Extracted entries
···
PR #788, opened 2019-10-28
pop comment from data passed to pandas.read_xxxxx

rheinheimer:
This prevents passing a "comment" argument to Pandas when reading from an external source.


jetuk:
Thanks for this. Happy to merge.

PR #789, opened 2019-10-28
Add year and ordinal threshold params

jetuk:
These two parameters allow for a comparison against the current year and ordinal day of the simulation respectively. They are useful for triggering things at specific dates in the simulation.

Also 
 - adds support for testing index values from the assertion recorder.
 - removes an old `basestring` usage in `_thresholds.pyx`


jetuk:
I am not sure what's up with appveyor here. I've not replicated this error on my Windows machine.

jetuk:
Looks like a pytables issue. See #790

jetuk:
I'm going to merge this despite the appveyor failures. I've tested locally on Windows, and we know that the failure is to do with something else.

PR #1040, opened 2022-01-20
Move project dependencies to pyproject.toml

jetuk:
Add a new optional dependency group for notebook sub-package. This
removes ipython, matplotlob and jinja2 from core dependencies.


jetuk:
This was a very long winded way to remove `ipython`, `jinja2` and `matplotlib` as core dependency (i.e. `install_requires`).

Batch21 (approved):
···
Type out all of the material again, word for word.

Answer
PR #788, opened 2019-10-28
pop comment from data passed to pandas.read_xxxxx

rheinheimer:
This prevents passing a "comment" argument to Pandas when reading from an external source.


jetuk:
Thanks for this. Happy to merge.

PR #789, opened 2019-10-28
Add year and ordinal threshold params

jetuk:
These two parameters allow for a comparison against the current year and ordinal day of the simulation respectively. They are useful for triggering things at specific dates in the simulation.

Also 
 - adds support for testing index values from the assertion recorder.
 - removes an old `basestring` usage in `_thresholds.pyx`


jetuk:
I am not sure what's up with appveyor here. I've not replicated this error on my Windows machine.

jetuk:
Looks like a pytables issue. See #790

jetuk:
I'm going to merge this despite the appveyor failures. I've tested locally on Windows, and we know that the failure is to do with something else.

PR #1040, opened 2022-01-20
Move project dependencies to pyproject.toml

jetuk:
Add a new optional dependency group for notebook sub-package. This
removes ipython, matplotlob and jinja2 from core dependencies.


jetuk:
This was a very long winded way to remove `ipython`, `jinja2` and `matplotlib` as core dependency (i.e. `install_requires`).

Batch21 (approved):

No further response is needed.